Kang everything for now, this is ok if it for personal use
after you get better write new code then
learn how the build.prop works
Learn the how the update.zips work, L
LEARN LINUX, LEARN TERMINAL
DOWNLOAD THE SDK,JDK Eclipse
Learn ADB
That should keep you busy for a while


----------



## poontab (Jun 7, 2011)

Thread cleaned.

Guys we do not permit trolling.


----------



## iNate71 (Dec 28, 2011)

time_to_crate said:


> WTF? I was more enthusiastic about linux and coding when i was 12 than i am today. DEAD SERIOUS. Statements like this make me want to barf. I understand that this OP is low hanging fruit, bro instead of starting a thread you should read some tutorials, setup a build environment from the android open source project website's instructions, gain some gtalk connections and see if you can build a 403 with su and busybox..That would be a fun project that would give you a lil idea of how tings work (im learning myself)
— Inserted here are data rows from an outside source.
PR #263, opened 2017-05-19
font size is 12px

crmorford:
:|


lib/widgets/tutorial-tooltip/index.styl
```diff
@@ -229,7 +229,7 @@ $tooltip-distance = 12px
     .next, .done
       color blue-100
       cursor pointer
-      font-size 14px
+      font-size 12px
```
zakj: intentional for that to apply to all our existing onboarding tooltips too?

crmorford: hm i added this for notif 3.0 so i assumed we were the only ones using this new feature of it. maybe that was incorrect.

zakj: oh wow I think you're right! how did we not have a "next" before?!

zakj:
0.75.5

PR #264, opened 2017-05-19
PA-1237 tooltip with icon on left

antialias:


antialias:
@mduan fair points. Do you know who in design I should talk to about the warning icon?

mduan:
Eric Lobdell from design should be able to help.

PR #265, opened 2017-05-20
added smart hub components

rickydoar:


lib/widgets/smart-hub-dropdown/index.jade
```diff
@@ -0,0 +1,35 @@
...
+        ) Clear all
+      .mp-sh-menu-divider
+      .mp-sh-alerts-container
+        if alerts.length > 0
+          for alert in alerts
+            mp-smart-hub-alert(
+              attrs={
+                'alert': JSON.stringify(alert),
+              }
+              on={submit: e => $helpers.handleAlertSubmit(e)}
```
mduan: nit: can shorten to `submit: $helpers.handleAlertSubmit`

lib/widgets/smart-hub-dropdown/index.js
```diff
@@ -0,0 +1,106 @@
...
+    this.update({
+      alerts: this.getJSONAttribute(`alerts`),
+      open: this.isAttributeEnabled(`open`),
+    });
+  }
+
+  attributeChangedCallback(name) {
+    super.attributeChangedCallback(...arguments);
+    if (this.initialized) {
+      if (name ===  `open`) {
```
mduan: nit: extra space after `===`

examples/style-guide/index.jade
```diff
@@ -1,5 +1,4 @@
 .style-guide
-
```
mduan: It doesn't look like you've actually added the component to the style guide. If it's easy for you to add it, can you add it and I can play a bit with it. Also, should we be adding to style-guide-new rather than style-guide?

lib/widgets/smart-hub-alert/index.js
```diff
@@ -0,0 +1,110 @@
...
+            units = Math.floor(timestampDiff / 3600000);
+            timeString = units === 1 ? units + ` hour ago` : units + ` hours ago`;
+          } else {
+            units = Math.floor(timestampDiff / 86400000);
+            timeString = units === 1 ? units + ` day ago` : units + ` days ago`;
+          }
+          return timeString;
+        },
+        navigateToReport: () => {
+          this.dispatchEvent(new CustomEvent(`submit`, {
```
mduan: I feel it'd cleaner to split navigateToReport, sendFeedback, and removeAlert as different events, rather than dispatching them all as the `submit` event with different `action`.

lib/widgets/smart-hub-alert/index.js
```diff
@@ -0,0 +1,110 @@
...
+      helpers: {
+        formatAlertTime: timestamp => {
+          const currentTimestamp = new Date().getTime();
+          const timestampDiff = currentTimestamp - timestamp;
+          let timeString;
+          let units;
+          // less than a day ago
+          if (timestampDiff < 86400000) {
+            units = Math.floor(timestampDiff / 3600000);
+            timeString = units === 1 ? units + ` hour ago` : units + ` hours ago`;
```
mduan: Not urgent now, but should switch to using moment.js for these computations at some point.

lib/widgets/smart-hub-dropdown/index.jade
```diff
@@ -0,0 +1,35 @@
...
+    on={
+      change: e => $helpers.handleModalChange('confirmDelete', e.detail.state),
+      submit: e => $helpers.clearAllAlerts(e),
+    }
+  )
+    div
+      .mp-confirm-delete-title Delete all Alerts
+      .mp-confirm-delete-description Are you sure you want to clear all alerts?
+  mp-drop-menu(attrs={open: open}, on={change: e => $helpers.handleDropMenuChange(e)})
+    .mp-sh-menu-container(attrs={'slot-body': true})
```
rickydoar: the mp-drop-menu has a `content` section, so when you put a slot-body attribute on an element within the drop-menu, it knows to slot the element into the content section of the drop-menu

examples/style-guide/index.jade
rickydoar: yea I just put it on style-guide while I was playing around with testing it. I can add it to the new styleguide

lib/widgets/smart-hub-alert/index.js
```diff
@@ -0,0 +1,110 @@
...
+  encodeRison(params) {
+    const risonHash = rison.urlencode(params);
+    return risonHash.substring(1, risonHash.length - 1); // remove leading and trailing parens
+  }
+
+  attachedCallback() {
+    super.attachedCallback();
+    // bootstrap the widget's state from attributes
+    const alert = this.getJSONAttribute(`alert`);
+    this.update({
```
mduan: In terms of the interface of the component. I think you should be trying to model the interface in such a way that it's easiest for the component to work with, rather than molding it to the format of the data returned by the backend. It should be up to the user of the component to get the data into the correct format for the component.

With this in mind, rather than having a single attribute `alert`, I'd make the component have different attributes for each of the pieces of information (message, read, type, etc...) it needs.

rickydoar: This might have been an older comment, but the format should be the same across both

lib/widgets/smart-hub-alert/index.js
rickydoar: In this case I was modeling it after how we handle these types of events in the bookmarks widget. It does feel clean to have it all on submit when actually using the component. Why do you think it would be cleaner to split it out?

lib/widgets/smart-hub-alert/index.js
```diff
@@ -13,100 +12,94 @@ export default registerMPElement(`mp-smart-hub-alert`, class extends Component {
...
+      const units = Math.floor(timestampDiff / 3600000);
+      return units === 1 ? `${units} hour ago` : `${units} hours ago`;
+    } else {
+      const units = Math.floor(timestampDiff / 86400000);
+      return units === 1 ? `${units} day ago` : `${units} days ago`;
+    }
+  }
+
+  generatePermalink() {
+    // TODO(mack): Implement permalink generation
```
rickydoar: This might be hard to do without the reportID available only within mp.report.globals.

mduan: The format returned by the backend will have all the information needed to generate the URL without needing to lookup the bookmark params with the report ID (see https://github.com/mixpanel/analytics/blob/master/clj/service/smart-hub/protos/smart_hub.proto). So it should be possible to generate the permalinks on the front-end.

PR #269, opened 2017-05-23
Event definitions tooltip

jalack:
Adding a friendly tooltip with event definitions so that Lexicon definitions can be shown in Insights, Signal, and anywhere else Panel dropdowns are sold.
screen shot 2017-05-23 at 4 33 27 pm


lib/widgets/items-menu/index.jade
```diff
@@ -1,63 +1,77 @@
...
-            else if item.hasCaret
-              .secondary-action.caret
-                svg-icon(attrs={icon: `caret-right`})
-      if section.isLoading
-        .loading-items
-          mp-spinner
+        if section.isLoading
+          .loading-items
+            mp-spinner
+  mp-event-definition-tooltip(
```
jalack: the diff on this file sucks unfortunately, but the interesting parts to note are this section here, the new top-level element (since there can only be one top-level tag), and some additional handlers for mouseenter and mouseleave events

jbwyme:
we should really consider appending this to the body instead of inline to avoid stacking context issues, I think that's how we need to build all tooltips.

mduan:
I don't feel it makes sense to have the tooltip be part of the `mp-items-menu` widget. The `mp-items-menu` widget is supposed to be generalizable list of items that can be scrollable and navigable, so this feels a little outside the scope of it. Also, the tooltip doesn't actually show inside of the `mp-items-menu` so structurally it feels like a sibling of the `mp-items-menu` rather than a child of it.

Is there anyway you could support having the event definitions tooltip by having the `mp-items-menu` dispatch a `hoverItem` event (possibly with position metadata like the x and y position of the hovered item) and use that for figuring out when to show the tooltip and where to position it?

lib/widgets/event-definition-tooltip/index.js
```diff
@@ -0,0 +1,61 @@
...
+  attachedCallback() {
+    if (this.initialized) {
+      return;
+    }
+
+    if (!this.elementMoved) {
+      this.elementMoved = true;
+      this.parent = this.el.host.parentNode;
+      document.body.style.position = `relative`;
+      document.body.appendChild(this);
```
jalack: your understanding is correct, as best as I can tell. on ted's advice, I started with the way that Insights handles this, which is reflected in the implementation above. but I'm running into the exact issue that you described -- snabbdom inserts a new `mp-event-definition-tooltip` on subsequent updates, resulting in a cascade of tooltips on the end of the body. the way I'm currently handling this is to use snabbdom hooks to kill the old tooltips, but needless to say I don't love that approach. the empty tooltips are innocuous enough, but if we plan on refactoring future tooltips to use this approach would be great to get this ironed out.

the problem with the approach you suggest is that it would render ineffective the `mouseenter` and `mouseleave` events that I need for the tooltip. for those to work the position of the tooltip element must match the content, and that requires it to be on the body. perhaps @tdumitrescu or @jbwyme have more ideas on this one?

jalack: for context here's the Insights PR that uses this component: https://github.com/mixpanel-platform/insights/pull/435

jbwyme: parent snabbdom won't see into the shadowRoot so you can grab stuff from inside your element and append it to the body but taking the host element itself and move it will cause snabbdom to re-add it

jbwyme: i believe you would have two components: the placeholder top level component `<mp-event-definition-tooltip>` and then an internal component (so you can still use panel to build it) `<mp-event-definition-tooltip-internal>` where `<mp-event-definition-tooltip>` just proxys attrs and append `<mp-event-definition-tooltip-internal>` to the body, @tdumitrescu correct me if im wrong.

examples/style-guide-new/components/widgets/index.jade
```diff
@@ -345,5 +345,22 @@
...
                       'sections': JSON.stringify($helpers.getItemsMenuSections()),
-                    },
+                    }
+                    on={
+                      focusItem: ev => ev.detail.item.description ? $helpers.showTooltipForItem(ev.detail.item) : $helpers.hideEventDefinitionTooltip(),
+                      mouseenterItem: ev => $helpers.showTooltipForItem(ev.detail.item),
+                      mouseleaveItem: ev => $helpers.hideEventDefinitionTooltip(),
+                    }
                   )
+                    mp-event-definition-tooltip(
```
jbwyme: this should just be a sibling to `mp-items-menu` rather than a child right?

examples/style-guide-new/components/widgets/index.jade
```diff
@@ -345,5 +345,22 @@
...
+                      on={
+                        mouseenterTooltip: () => $helpers.showEventDefinitionTooltip(),
+                        mouseleaveTooltip: () => $helpers.hideEventDefinitionTooltip(),
+                      }
+                      attrs={
+                        'event-description': eventDefinition ? eventDefinition.description : ``,
+                        'event-name': eventDefinition ? eventDefinition.name : ``,
+                        'lexicon-url': `#`,
+                        show: !!eventDefinition,
```
jbwyme: do we need to support a `show` attr or can we just do:
```
if eventDefinition
  mp-event-definition-tooltip
      ...
```
?

examples/style-guide-new/components/widgets/index.jade
```diff
@@ -345,5 +345,22 @@
                     attrs={
                       'search-filter': itemsMenuSearchFilter,
                       'sections': JSON.stringify($helpers.getItemsMenuSections()),
-                    },
+                    }
+                    on={
+                      focusItem: ev => ev.detail.item.description ? $helpers.showTooltipForItem(ev.detail.item) : $helpers.hideEventDefinitionTooltip(),
```
jbwyme: would it be a simpler api to just have `mp-items-menu` dispatch `blurItem` as well and then you can get rid of the `mouseenterItem` and `mouseleaveItem` events completely?

Related: when the menu closes, we need to close the tooltip too. If we take the `blurItem` approach we can trigger that as well on menu close

http://cometapp.us/c/hnlpNvvU

examples/style-guide-new/components/widgets/index.jade
```diff
@@ -345,5 +345,22 @@
...
+                      mouseenterItem: ev => $helpers.showTooltipForItem(ev.detail.item),
+                      mouseleaveItem: ev => $helpers.hideEventDefinitionTooltip(),
+                    }
                   )
+                    mp-event-definition-tooltip(
+                      on={
+                        mouseenterTooltip: () => $helpers.showEventDefinitionTooltip(),
+                        mouseleaveTooltip: () => $helpers.hideEventDefinitionTooltip(),
```
jbwyme: is this actually the behavior we want? it results in a UX of this: http://cometapp.us/c/JESyHQKD

lib/widgets/event-definition-tooltip/index.js
```diff
@@ -0,0 +1,56 @@
...
+        posTop: `0`,
+        show: false,
+      },
+      useShadowDom: true,
+    };
+  }
+
+  attachedCallback() {
+    super.attachedCallback(...arguments);
+    this.parent = this.el.host.parentNode;
```
jbwyme: just curious, how does `this.el.host.parentNode` differ from `this.parentNode`? I.e. what is `this.el.host`?

lib/widgets/event-definition-tooltip/index.js
```diff
@@ -0,0 +1,56 @@
...
+
+  detachedCallback() {
+    document.body.removeChild(this.domPatcher.vnode.elm);
+    this.domPatcher = null;
+    super.detachedCallback(...arguments);
+  }
+
+  attributeChangedCallback(name, oldValue, newValue) {
+    super.attributeChangedCallback(...arguments);
+    if (name === `event-name`) {
```
jbwyme: would prefer a switch here since it's all checking `name`

lib/widgets/event-definition-tooltip/index.js
```diff
@@ -0,0 +1,56 @@
...
+    };
+  }
+
+  attachedCallback() {
+    super.attachedCallback(...arguments);
+    this.parent = this.el.host.parentNode;
+  }
+
+  detachedCallback() {
+    document.body.removeChild(this.domPatcher.vnode.elm);
```
jbwyme: this seems sort of magical... would it be possible to set the `elm` as a part of a snabbdom hook in the jade file?

lib/widgets/event-definition-tooltip/index.js
```diff
@@ -0,0 +1,56 @@
...
+
+import {registerMPElement} from  '../../util/register-element.js';
+import './internal';
+
+import template from './index.jade';
+
+import css from './index.styl';
+
+// We don't know the exact height of the tooltip at the time we position it, so this serves as an approximate placeholder
+const TOOLTIP_HEIGHT_IN_PX = 152;
```
jbwyme: why can't we use the snabbdom hook `insert` to delay measuring until then?

lib/widgets/event-definition-tooltip/internal/index.js
```diff
@@ -0,0 +1,50 @@
...
+        show: false,
+      },
+      useShadowDom: true,
+    };
+  }
+
+  attachedCallback() {
+    if (!this.elementMoved) {
+      this.elementMoved = true;
+      document.body.style.position = `relative`;
```
jbwyme: i don't think we want to manipulate the body styles, the body should already effectively be relatively positioned anyways.

lib/widgets/event-definition-tooltip/index.jade
```diff
@@ -0,0 +1,14 @@
+- const url = $component.hasAttribute('lexicon-url') ? $component.getAttribute('lexicon-url') : `#`
+mp-event-definition-tooltip-internal(
```
jbwyme: my original thought was that this isn't in the jade at all. Instead this file would be basically an empty div. then in the `index.js` you'd just append to the body in `attachedCallback` like 
```js

attachedCallback() { 
  this.tooltip = document.createElement('mp-event-definition-tooltip-internal');
  this.tooltip.setAttribute('blah', 'val');
  document.body.appendChild(this.tooltip);
}

detatchedCallback() {
  document.body.removeChild(this.tooltip);
}
```

To me, that makes the logic a little easier/clear than what we currently have for appending to the body. What are your thoughts?

examples/style-guide-new/components/widgets/index.jade
jalack: followed the existing pattern for tooltips where they tend to be children of the item they're pointing to. parent node has easy access and given that the element is on the body it's not a big difference to me either way

examples/style-guide-new/components/widgets/index.jade
jalack: basically, yes. without some kind of ability to keep the tooltip open on hover, it's pretty much impossible to click the Lexicon link. open to other suggestions on how we could achieve that though

examples/style-guide-new/components/widgets/index.jade
jbwyme: yeah but i don't think `mp-items-menu` supports children which makes it odd

lib/widgets/event-definition-tooltip/index.js
jalack: looks like they refer to the same thing, ie `this.el.host === this`. not sure why I had this particular syntax

examples/style-guide-new/components/widgets/index.jade
jalack: fair point, I'll change

examples/style-guide-new/components/widgets/index.jade
jalack: I don't think we need to support a `show` attribute, but we'll want to leave the tooltip in the DOM to facilitate animations

lib/widgets/event-definition-tooltip/index.jade
jalack: I don't feel terribly strongly -- on the one hand, I like how my current approach makes updating the styles/attributes and attaching event handlers pretty intuitive, and aligns with how we do things elsewhere. but there's definitely a benefit to encapsulating all the DOM manipulation messiness in one file to make it more understandable. I could go either way, though I tend to think that what's currently here might make for an easier reuse pattern elsewhere, if only because you just have to copy a small bit of magic and then go about building as you would otherwise

lib/widgets/event-definition-tooltip/index.js
jalack: the snabbdom hooks don't seem to be firing correctly as far as I can tell in my testing -- can make this a bit less magical though

lib/widgets/event-definition-tooltip/index.js
jalack: the `insert` hook isn't firing on `mp-tooltip-internal` -- still investigating why but the height isn't available on `postpatch` either. one advantage of this hack is that the tooltip doesn't jump around as its height changes, which is something that Suhail has asked from us. I'll add a note in the comment that such behavior is desired

examples/style-guide-new/components/widgets/index.jade
jalack: good catch on the menu close bit. I may be misunderstanding, but my concern would be that I wanted to keep the tooltip & items menu decoupled as much as possible. I don't see how we could get rid of `mouseenterItem` and `mouseleaveItem` events without introducing some event (`focusItem` or otherwise) that's specific to what the tooltip needs.

examples/style-guide-new/components/widgets/index.jade
```diff
@@ -345,5 +345,20 @@
...
+                    on={
+                      focusItem: ev => ev.detail.item.description ? $helpers.showTooltipForItem(ev.detail.item) : $helpers.hideEventDefinitionTooltip(),
+                      mouseenterItem: ev => $helpers.showTooltipForItem(ev.detail.item),
+                      mouseleaveItem: ev => $helpers.hideEventDefinitionTooltip(),
+                    }
+                  )
+                  mp-event-definition-tooltip(
+                    on={
+                      mouseenterTooltip: () => $helpers.showEventDefinitionTooltip(),
+                      mouseleaveTooltip: () => $helpers.hideEventDefinitionTooltip(),
```
jbwyme: > jbwyme 19 hours ago Owner
> is this actually the behavior we want? it results in a UX of this: http://cometapp.us/c/JESyHQKD
> 
> jalack 18 hours ago Member
> basically, yes. without some kind of ability to keep the tooltip open on hover, it's pretty much impossible to click the Lexicon link. open to other suggestions on how we could achieve that though

You just don't remove the tooltip on mouseleave. I.e. as long as the element in the menu is active just continue showing the tooltip

lib/widgets/event-definition-tooltip/index.js
```diff
@@ -0,0 +1,60 @@
...
+import template from './index.jade';
+
+import css from './index.styl';
+
+/**
+ * We don't know the exact height of the tooltip at the time we position it, so this serves as an approximate placeholder.
+ * Although this leads to imperfect vertical centering, it prevents the tooltip's vertical position from changing based
+ * on its height, which is desired behavior.
+ */
+const TOOLTIP_HEIGHT_IN_PX = 152;
```
jbwyme: > jbwyme 19 hours ago Owner
> why can't we use the snabbdom hook insert to delay measuring until then?
> 
> jalack an hour ago Member
> the insert hook isn't firing on mp-tooltip-internal -- still investigating why but the height isn't available on postpatch either. one advantage of this hack is that the tooltip doesn't jump around as its height changes, which is something that Suhail has asked from us. I'll add a note in the comment that such behavior is desired

This might be due to how you're manipulating the component. I suspect if you do the `document.body.appendChild` approach it'll fire.

examples/style-guide-new/components/widgets/index.jade
jalack: I like that idea -- would make everything easier. I'll follow up with Tim on this one

lib/widgets/event-definition-tooltip/index.jade
jalack: no need, after implementing it I think I'm inclined to agree with you

lib/widgets/event-definition-tooltip/internal/index.jade
```diff
@@ -0,0 +1,12 @@
+- const url = $component.getAttribute('url')
+.mp-event-definition-wrapper
+  if show
```
jbwyme: i'm still a little unclear on why we don't just let the caller determine the tooltip being visible based on a conditional in the jade. Then make animations work with add/remove from dom?

examples/style-guide-new/components/widgets/index.jade
```diff
@@ -345,5 +345,15 @@
                     attrs={
                       'search-filter': itemsMenuSearchFilter,
                       'sections': JSON.stringify($helpers.getItemsMenuSections()),
-                    },
+                    }
+                    on={
+                      focusItem: ev => ev.detail.item.description ? $helpers.showTooltipForItem(ev.detail.item) : $helpers.hideEventDefinitionTooltip(),
+                      mouseenterItem: ev => ev.detail.item.description ? $helpers.showTooltipForItem(ev.detail.item) : $helpers.hideEventDefinitionTooltip(),
```
jbwyme: this can be removed, focusItem should already be called when the item receives mouseenter

jalack: the code seems to imply that, but `this.focusItemIfNeeded()` isn't invoked even though the focus index is changed. idk if focus is meant to be a distinct state from hover, but we could invoke the `focusItem` event here if they are really the same concept in this case

jbwyme: @mduan ?

lib/widgets/event-definition-tooltip/internal/index.jade
jalack: to allow the exit animation to complete, we need to be able to delay the removal of the tooltip element. we could do the same here, but then each caller would be responsible for providing its own animation out for the tooltip. I'd rather the component maintain responsibility for exit animation and handle removing anything visible from the DOM

examples/style-guide-new/components/widgets/index.jade
mduan: `focusItemIfNeeded()` is probably not the best name for that method. What it's doing is moving the focused item into the viewport in the case of a scrollable list. This is needed when you use keyboard navigation (up, down) to focus an item, but not when you use the mouse hover to focus an item. A better name for it might be `scrollMenuIfNeeded`.

I agree with Josh that the most useful events for the `mp-items-menu` to fire would be `focusItem` and `blurItem`. There isn't really a difference between `focusItem` and `mouseenterItem` from the caller's perspective.

lib/widgets/items-menu/index.js
```diff
@@ -250,6 +251,8 @@ class ItemsMenu extends Component {
     } else if (focusedElBottom + THRESHOLD_BOTTOM > listElBottom) {
       listEl.scrollTop = focusedElBottom + THRESHOLD_BOTTOM - listEl.offsetHeight;
     }
+
```
jbwyme: let's go ahead and rename this method to `scrollToItemIfNeeded()`

lib/widgets/items-menu/index.js
```diff
@@ -62,6 +62,7 @@ class ItemsMenu extends Component {
             isPropertiesPillFocused: false,
             focusedItemIndex: item.index,
           });
+          this.dispatchEvent(new CustomEvent(`focusItem`, {detail: {item}}));
```
jbwyme: i think the slightly more correct thing here would be to create a method called `focusItem(itemIdx)` that updates the state with the focusedItemIndex and also dispatches this event. That way you can also get it out of `focusItemIfNeeded` and rename it to `scrollToItemIfNeeded()` 

Then you can call your new method here: https://github.com/mixpanel/mixpanel-common/blob/fc3c0d3de7097e879ec8100698b319a7defcf914/lib/widgets/items-menu/index.js#L105

lib/widgets/event-definition-tooltip/index.js
```diff
@@ -0,0 +1,51 @@
...
+    super.attachedCallback(...arguments);
+    this.tooltip = document.createElement(`mp-event-definition-tooltip-internal`);
+    this.tooltip.setAttribute(`url`, this.getAttribute(`lexicon-url`) || `#`);
+    document.body.appendChild(this.tooltip);
+    this.positionElement = this.previousSibling;
+  }
+
+  detachedCallback() {
+    document.body.removeChild(this.tooltip);
+    this.domPatcher = null;
```
jbwyme: is this needed?

lib/widgets/event-definition-tooltip/index.styl
```diff
@@ -0,0 +1,5 @@
+@import '../../stylesheets/defaults'
```
jbwyme: can't we just remove this file completely now?

lib/widgets/event-definition-tooltip/internal/index.js
```diff
@@ -0,0 +1,50 @@
...
+import css from './index.styl';
+
+export default registerMPElement(`mp-event-definition-tooltip-internal`, class extends Component {
+  get config() {
+    return {
+      css,
+      template,
+      defaultState: {
+        delayRemove: timing[`mp-fast`],
+        show: false,
```
jbwyme: i know that i requested you remove the `show` attribute as a part of my request to just allow the client handle hiding/showing but since we cannot let the client do that (because of animations) let's add back the explicit attribute instead of implicitly doing it based on `eventDefinition`. Let's also call it `open` to keep consistency with `mp-drop-menu`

Sorry to anger you. Some people just may find it difficult to teach yourself--but if you waited until you were older, you could take classes in programming in High School and college. That's all I meant.


----------



## rexdog1888 (Aug 2, 2011)

iNate71 said:


> Sorry to anger you. Some people just may find it difficult to teach yourself--but if you waited until you were older, you could take classes in programming in High School and college. That's all I meant.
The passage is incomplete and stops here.